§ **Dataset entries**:
* * * * * * *

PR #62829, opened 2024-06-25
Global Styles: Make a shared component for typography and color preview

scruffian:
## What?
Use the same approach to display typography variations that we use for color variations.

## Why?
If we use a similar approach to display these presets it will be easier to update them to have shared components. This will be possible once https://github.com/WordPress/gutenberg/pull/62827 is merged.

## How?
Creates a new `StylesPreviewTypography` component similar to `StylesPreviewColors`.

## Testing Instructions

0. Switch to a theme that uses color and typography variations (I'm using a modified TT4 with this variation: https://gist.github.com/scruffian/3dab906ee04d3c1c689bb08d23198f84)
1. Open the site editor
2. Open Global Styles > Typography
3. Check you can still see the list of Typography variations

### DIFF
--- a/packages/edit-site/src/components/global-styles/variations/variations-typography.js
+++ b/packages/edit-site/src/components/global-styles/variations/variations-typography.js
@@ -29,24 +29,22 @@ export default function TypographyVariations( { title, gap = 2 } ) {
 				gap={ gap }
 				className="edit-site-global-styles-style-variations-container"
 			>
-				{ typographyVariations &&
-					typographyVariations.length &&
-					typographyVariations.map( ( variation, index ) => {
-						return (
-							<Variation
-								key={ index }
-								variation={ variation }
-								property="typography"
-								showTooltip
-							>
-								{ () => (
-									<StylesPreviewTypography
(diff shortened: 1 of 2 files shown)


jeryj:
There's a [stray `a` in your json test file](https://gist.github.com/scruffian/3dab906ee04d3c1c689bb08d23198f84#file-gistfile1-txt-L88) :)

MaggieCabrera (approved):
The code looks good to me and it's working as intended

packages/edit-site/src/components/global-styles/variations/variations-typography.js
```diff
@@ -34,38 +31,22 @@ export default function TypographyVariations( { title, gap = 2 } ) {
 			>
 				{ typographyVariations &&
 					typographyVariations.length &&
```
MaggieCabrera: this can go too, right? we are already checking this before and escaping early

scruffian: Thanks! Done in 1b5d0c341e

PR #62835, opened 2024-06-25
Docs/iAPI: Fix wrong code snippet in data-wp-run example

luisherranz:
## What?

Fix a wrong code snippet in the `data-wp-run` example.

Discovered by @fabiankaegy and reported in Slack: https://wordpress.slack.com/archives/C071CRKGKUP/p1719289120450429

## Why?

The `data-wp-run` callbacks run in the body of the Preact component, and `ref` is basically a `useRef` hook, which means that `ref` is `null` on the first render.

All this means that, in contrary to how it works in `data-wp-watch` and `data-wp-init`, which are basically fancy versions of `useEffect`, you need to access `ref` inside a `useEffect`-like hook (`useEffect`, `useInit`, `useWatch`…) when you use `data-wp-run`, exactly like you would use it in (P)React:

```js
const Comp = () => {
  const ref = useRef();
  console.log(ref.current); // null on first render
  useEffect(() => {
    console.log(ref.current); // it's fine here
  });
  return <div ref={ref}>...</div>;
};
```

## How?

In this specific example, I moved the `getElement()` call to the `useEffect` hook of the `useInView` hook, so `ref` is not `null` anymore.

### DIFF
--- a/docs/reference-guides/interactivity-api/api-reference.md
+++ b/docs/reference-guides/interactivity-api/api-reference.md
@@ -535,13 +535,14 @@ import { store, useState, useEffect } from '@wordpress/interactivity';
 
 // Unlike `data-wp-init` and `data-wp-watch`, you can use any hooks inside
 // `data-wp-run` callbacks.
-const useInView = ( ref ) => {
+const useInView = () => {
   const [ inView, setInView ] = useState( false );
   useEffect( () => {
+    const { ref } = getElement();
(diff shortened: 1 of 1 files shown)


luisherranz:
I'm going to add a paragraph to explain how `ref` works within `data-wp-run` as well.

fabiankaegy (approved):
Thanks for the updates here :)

* * * * * * *

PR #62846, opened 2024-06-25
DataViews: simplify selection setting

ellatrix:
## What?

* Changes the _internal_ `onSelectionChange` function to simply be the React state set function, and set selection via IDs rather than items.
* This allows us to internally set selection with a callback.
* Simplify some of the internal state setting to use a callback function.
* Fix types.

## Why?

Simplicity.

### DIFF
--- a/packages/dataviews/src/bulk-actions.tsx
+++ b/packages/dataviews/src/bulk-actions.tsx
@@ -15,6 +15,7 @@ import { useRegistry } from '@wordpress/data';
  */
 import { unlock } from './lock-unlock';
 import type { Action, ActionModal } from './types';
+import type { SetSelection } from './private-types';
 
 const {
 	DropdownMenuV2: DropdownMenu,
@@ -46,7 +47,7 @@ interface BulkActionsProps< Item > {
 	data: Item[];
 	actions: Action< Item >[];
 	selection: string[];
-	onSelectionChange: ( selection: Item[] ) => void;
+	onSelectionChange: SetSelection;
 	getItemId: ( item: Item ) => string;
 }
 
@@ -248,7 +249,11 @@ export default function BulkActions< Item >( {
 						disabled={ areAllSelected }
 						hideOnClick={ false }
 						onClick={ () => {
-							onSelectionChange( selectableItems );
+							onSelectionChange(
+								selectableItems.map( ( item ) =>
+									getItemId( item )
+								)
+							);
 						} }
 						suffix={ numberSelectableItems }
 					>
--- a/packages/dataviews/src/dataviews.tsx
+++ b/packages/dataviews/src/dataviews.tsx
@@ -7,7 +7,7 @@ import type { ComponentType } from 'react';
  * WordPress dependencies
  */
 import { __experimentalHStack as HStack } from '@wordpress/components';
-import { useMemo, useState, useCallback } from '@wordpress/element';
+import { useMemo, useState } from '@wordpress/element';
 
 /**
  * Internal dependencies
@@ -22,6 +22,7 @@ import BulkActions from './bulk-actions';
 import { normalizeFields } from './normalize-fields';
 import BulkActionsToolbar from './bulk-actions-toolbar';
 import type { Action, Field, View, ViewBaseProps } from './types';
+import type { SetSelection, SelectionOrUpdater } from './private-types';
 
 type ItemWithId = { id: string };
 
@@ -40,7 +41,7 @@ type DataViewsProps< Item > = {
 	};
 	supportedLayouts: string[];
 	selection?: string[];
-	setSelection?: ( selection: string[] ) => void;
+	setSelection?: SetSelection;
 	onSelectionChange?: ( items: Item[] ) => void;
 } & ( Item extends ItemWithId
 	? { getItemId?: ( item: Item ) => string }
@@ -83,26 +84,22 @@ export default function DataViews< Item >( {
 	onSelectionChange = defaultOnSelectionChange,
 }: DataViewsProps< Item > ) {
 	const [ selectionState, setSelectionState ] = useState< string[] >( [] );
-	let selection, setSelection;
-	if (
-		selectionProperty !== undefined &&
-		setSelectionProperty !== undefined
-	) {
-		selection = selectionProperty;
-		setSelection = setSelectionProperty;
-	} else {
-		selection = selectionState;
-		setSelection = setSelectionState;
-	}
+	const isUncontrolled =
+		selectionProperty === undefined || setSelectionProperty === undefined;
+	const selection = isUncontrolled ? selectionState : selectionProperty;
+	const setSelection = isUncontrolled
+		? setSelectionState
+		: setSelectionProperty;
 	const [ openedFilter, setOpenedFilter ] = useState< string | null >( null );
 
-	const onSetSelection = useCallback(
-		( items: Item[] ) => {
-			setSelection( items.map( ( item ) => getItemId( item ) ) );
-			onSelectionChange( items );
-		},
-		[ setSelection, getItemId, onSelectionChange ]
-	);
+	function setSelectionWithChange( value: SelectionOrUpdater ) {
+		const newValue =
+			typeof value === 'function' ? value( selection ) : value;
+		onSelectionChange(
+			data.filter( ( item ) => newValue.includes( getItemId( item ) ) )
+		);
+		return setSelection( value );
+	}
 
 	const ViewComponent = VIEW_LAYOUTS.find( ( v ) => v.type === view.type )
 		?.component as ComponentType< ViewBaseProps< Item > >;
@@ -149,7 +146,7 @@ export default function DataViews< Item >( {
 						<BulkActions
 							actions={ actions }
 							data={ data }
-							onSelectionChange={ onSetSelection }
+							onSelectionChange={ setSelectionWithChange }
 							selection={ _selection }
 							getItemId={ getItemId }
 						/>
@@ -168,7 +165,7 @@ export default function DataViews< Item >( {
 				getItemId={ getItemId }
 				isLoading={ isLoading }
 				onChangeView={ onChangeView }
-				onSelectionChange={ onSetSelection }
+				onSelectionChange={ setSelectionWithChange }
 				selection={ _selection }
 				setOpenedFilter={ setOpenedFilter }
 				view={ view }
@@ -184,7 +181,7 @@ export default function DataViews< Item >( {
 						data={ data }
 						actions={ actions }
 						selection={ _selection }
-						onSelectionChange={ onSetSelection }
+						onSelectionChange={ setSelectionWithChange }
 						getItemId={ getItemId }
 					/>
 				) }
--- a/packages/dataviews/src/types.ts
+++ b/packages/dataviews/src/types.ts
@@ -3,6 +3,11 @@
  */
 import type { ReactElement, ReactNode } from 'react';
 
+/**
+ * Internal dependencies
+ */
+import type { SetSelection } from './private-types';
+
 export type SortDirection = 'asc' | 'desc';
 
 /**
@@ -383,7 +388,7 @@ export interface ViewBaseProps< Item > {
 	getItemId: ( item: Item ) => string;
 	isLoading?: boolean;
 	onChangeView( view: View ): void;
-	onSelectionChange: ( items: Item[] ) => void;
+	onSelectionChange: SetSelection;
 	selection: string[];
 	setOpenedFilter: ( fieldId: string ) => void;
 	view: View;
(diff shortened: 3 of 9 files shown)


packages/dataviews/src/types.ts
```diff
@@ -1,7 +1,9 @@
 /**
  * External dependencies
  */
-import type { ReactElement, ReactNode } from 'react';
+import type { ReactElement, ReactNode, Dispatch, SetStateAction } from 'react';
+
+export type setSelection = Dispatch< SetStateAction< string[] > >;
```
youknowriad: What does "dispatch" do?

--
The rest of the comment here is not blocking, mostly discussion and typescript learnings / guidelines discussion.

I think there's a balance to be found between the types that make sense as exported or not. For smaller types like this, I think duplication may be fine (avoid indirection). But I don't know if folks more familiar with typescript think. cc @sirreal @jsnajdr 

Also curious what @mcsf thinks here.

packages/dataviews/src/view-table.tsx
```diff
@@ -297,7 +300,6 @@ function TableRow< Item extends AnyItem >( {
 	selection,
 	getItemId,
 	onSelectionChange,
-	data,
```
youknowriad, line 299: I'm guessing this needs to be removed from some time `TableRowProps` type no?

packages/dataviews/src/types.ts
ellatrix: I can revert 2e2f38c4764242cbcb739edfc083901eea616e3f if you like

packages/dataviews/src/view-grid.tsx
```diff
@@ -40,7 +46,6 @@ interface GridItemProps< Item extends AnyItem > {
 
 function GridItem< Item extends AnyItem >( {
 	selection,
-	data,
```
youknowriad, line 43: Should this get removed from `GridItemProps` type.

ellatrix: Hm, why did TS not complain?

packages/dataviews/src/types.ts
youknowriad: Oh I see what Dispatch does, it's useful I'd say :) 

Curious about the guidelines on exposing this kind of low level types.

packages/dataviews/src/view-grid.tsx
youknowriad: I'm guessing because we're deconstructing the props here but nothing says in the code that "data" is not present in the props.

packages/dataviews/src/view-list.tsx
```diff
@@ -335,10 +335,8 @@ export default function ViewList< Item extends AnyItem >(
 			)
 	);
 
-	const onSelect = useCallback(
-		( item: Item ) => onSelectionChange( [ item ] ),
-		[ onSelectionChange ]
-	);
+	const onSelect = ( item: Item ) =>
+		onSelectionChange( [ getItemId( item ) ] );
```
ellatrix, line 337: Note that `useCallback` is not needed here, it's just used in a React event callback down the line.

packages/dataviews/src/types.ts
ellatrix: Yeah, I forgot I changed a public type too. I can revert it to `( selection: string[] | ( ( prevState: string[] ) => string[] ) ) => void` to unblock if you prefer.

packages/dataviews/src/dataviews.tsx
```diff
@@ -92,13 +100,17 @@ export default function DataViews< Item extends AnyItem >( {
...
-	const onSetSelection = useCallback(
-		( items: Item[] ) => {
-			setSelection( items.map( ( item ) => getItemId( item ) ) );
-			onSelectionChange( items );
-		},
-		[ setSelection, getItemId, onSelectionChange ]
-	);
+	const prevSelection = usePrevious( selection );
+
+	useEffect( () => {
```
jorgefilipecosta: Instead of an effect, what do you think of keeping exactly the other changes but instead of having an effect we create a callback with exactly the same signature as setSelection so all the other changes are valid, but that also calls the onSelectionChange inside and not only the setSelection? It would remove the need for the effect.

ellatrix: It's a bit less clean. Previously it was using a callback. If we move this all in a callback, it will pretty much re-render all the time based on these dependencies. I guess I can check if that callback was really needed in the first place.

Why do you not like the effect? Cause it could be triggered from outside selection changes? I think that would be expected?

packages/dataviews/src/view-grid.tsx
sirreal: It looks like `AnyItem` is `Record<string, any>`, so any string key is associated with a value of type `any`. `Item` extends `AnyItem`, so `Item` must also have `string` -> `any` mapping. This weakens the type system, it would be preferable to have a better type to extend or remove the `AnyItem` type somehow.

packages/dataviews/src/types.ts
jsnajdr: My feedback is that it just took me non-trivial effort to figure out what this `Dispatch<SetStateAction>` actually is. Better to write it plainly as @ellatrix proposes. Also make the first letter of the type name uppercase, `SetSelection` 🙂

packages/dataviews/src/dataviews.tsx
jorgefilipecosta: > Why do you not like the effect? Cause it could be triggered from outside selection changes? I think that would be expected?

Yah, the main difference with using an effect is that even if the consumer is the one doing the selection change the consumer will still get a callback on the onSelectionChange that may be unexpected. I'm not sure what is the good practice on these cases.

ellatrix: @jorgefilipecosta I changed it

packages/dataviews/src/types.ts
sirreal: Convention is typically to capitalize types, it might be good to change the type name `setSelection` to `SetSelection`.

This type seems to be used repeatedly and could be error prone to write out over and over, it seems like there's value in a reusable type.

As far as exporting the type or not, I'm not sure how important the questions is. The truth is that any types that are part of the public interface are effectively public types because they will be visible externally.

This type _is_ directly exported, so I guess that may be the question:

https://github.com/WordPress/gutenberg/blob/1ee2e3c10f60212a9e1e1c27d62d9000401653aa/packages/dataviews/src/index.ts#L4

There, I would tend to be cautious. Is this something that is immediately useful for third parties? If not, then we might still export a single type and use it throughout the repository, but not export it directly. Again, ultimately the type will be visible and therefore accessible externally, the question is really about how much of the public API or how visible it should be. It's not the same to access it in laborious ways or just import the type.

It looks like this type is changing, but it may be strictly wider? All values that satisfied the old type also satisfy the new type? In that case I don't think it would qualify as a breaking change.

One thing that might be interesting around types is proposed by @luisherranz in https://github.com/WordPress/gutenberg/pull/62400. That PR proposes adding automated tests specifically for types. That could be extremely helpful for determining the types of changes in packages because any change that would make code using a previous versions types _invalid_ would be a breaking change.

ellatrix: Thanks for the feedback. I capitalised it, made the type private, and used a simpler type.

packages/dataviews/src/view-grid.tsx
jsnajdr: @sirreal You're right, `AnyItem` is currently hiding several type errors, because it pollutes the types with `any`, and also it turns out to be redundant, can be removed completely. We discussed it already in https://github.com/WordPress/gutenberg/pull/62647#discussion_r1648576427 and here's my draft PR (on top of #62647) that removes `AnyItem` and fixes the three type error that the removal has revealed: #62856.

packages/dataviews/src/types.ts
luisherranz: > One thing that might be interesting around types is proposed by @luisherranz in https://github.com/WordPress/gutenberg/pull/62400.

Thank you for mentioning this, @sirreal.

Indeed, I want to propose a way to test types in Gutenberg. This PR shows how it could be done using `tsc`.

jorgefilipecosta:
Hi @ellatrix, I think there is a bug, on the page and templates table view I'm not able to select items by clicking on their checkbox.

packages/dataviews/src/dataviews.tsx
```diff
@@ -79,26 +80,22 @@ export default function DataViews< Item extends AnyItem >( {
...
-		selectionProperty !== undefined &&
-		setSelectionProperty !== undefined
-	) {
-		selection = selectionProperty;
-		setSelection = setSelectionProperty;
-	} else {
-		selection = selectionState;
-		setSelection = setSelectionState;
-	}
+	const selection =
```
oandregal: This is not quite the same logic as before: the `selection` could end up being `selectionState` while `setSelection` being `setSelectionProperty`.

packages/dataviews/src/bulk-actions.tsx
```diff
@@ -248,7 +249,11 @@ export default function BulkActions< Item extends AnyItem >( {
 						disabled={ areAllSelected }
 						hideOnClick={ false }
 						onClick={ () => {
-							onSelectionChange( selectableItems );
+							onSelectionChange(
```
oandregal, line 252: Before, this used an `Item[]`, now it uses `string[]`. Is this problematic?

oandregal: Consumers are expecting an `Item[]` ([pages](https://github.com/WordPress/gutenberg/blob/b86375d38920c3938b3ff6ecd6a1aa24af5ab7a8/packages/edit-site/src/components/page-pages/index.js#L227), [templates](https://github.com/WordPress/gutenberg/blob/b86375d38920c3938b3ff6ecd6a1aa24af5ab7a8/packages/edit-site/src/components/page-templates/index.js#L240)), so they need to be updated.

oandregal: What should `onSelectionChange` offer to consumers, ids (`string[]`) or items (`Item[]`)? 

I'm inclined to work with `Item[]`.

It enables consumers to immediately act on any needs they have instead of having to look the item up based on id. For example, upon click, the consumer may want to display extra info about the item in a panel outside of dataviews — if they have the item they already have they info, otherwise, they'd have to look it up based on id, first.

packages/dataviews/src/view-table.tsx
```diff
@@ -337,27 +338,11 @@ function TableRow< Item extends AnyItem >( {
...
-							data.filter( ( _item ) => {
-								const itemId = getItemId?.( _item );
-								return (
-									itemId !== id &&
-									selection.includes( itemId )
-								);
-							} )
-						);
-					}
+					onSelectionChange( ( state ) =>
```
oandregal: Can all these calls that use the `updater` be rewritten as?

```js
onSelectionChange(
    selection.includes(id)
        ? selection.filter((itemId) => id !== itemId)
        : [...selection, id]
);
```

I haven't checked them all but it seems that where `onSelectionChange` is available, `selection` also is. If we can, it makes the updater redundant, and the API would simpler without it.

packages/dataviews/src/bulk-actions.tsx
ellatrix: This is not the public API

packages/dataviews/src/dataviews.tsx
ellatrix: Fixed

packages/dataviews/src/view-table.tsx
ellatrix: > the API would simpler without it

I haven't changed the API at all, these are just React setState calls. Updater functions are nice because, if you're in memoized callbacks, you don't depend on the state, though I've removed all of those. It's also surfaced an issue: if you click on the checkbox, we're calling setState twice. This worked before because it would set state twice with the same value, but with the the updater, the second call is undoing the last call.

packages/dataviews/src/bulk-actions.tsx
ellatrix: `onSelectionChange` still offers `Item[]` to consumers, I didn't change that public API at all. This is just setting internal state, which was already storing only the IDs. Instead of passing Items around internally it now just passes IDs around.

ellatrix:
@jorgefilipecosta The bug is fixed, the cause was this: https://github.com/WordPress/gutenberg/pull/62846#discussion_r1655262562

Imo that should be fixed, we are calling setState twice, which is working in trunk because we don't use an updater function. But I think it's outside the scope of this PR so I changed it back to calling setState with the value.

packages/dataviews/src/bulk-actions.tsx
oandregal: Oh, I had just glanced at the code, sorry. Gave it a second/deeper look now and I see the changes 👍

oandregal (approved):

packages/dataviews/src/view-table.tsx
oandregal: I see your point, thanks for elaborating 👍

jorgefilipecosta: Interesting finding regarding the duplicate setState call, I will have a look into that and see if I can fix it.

* * * * * * *

§ **What is needed**:
Pull every line containing "visible" from the entries above and copy it.

§ **Exercise solution**:
As far as exporting the type or not, I'm not sure how important the questions is. The truth is that any types that are part of the public interface are effectively public types because they will be visible externally.
There, I would tend to be cautious. Is this something that is immediately useful for third parties? If not, then we might still export a single type and use it throughout the repository, but not export it directly. Again, ultimately the type will be visible and therefore accessible externally, the question is really about how much of the public API or how visible it should be. It's not the same to access it in laborious ways or just import the type.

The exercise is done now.